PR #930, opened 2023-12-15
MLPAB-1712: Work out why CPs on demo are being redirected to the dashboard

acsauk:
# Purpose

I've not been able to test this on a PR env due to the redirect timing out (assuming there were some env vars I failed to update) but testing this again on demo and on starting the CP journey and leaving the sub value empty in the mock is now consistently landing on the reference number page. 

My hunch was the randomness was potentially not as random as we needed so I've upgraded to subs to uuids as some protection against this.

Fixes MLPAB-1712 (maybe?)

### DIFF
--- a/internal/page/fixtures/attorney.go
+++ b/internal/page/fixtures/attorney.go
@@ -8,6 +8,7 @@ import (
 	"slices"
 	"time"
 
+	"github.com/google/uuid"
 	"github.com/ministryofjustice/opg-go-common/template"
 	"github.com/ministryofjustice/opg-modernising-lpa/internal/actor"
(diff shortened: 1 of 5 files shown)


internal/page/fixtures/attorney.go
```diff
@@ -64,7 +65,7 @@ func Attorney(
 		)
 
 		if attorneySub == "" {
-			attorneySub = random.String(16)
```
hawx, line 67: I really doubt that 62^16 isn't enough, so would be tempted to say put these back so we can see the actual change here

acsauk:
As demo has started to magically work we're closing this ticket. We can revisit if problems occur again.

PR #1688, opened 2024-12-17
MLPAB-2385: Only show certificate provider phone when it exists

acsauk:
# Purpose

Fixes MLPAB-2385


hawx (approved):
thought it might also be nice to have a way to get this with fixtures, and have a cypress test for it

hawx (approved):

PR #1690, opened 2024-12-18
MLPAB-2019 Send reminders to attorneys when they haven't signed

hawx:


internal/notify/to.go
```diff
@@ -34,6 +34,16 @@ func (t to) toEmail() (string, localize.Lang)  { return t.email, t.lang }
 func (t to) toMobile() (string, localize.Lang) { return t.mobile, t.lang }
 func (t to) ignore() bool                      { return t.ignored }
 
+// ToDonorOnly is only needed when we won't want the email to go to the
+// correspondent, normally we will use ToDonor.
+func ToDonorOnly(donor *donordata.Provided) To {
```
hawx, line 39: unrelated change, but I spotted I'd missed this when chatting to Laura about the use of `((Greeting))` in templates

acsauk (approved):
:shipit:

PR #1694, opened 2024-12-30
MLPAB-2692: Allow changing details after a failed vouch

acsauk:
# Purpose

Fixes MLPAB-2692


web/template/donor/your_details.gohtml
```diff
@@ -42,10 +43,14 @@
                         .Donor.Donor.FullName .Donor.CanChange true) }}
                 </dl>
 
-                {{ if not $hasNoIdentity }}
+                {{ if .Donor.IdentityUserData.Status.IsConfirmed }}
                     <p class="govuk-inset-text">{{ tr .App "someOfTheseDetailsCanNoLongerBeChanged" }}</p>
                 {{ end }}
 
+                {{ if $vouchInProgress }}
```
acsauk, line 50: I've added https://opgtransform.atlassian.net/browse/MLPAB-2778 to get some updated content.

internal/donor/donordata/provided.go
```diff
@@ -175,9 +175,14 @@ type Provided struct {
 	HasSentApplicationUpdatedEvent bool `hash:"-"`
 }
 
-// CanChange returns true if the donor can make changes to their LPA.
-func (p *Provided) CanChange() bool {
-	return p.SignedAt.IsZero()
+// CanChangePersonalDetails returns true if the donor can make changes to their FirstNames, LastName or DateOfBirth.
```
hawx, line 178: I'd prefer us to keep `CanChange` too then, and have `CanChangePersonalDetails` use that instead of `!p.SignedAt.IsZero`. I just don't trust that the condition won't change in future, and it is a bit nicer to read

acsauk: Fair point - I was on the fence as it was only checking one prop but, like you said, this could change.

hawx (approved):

——

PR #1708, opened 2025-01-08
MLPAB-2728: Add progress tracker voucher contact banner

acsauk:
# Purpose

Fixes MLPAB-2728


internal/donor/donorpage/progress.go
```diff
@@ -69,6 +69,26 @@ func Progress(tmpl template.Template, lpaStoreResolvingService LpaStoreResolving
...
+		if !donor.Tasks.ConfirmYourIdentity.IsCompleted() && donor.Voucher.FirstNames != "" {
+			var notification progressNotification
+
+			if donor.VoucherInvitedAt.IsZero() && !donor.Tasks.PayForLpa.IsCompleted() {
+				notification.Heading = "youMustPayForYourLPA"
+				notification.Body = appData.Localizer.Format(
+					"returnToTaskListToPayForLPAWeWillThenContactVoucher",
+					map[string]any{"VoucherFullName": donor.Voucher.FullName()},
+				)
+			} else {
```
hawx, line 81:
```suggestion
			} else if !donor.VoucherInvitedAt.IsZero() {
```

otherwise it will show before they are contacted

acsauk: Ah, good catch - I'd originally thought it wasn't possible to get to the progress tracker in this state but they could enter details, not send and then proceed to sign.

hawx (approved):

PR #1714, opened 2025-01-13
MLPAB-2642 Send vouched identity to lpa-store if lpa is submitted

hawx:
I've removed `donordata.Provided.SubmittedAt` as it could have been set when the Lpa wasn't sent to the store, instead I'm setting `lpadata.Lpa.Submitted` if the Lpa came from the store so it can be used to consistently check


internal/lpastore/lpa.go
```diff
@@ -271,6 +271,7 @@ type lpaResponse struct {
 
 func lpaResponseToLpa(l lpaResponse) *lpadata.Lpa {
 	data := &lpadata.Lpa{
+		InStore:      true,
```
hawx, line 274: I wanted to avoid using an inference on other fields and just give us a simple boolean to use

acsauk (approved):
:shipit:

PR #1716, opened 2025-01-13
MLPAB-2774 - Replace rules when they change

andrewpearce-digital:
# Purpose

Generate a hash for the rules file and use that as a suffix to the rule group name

——

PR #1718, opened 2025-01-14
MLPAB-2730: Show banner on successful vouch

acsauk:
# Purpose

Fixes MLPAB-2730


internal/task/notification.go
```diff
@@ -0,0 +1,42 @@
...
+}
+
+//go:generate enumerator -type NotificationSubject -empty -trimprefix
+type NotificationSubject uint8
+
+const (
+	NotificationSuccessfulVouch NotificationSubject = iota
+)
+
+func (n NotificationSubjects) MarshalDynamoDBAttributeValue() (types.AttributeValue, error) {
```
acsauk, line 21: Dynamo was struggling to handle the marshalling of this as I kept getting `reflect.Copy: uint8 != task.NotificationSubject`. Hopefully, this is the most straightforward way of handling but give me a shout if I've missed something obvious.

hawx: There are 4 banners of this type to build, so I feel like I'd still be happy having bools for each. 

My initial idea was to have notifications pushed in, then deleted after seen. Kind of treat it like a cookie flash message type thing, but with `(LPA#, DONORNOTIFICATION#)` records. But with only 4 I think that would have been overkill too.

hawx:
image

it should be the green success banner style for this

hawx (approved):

——

▶ Instructions for the task: Which lines of the data include the word "after"? Copy each one.

▶ Reply to the task:
MLPAB-2692: Allow changing details after a failed vouch
My initial idea was to have notifications pushed in, then deleted after seen. Kind of treat it like a cookie flash message type thing, but with `(LPA#, DONORNOTIFICATION#)` records. But with only 4 I think that would have been overkill too.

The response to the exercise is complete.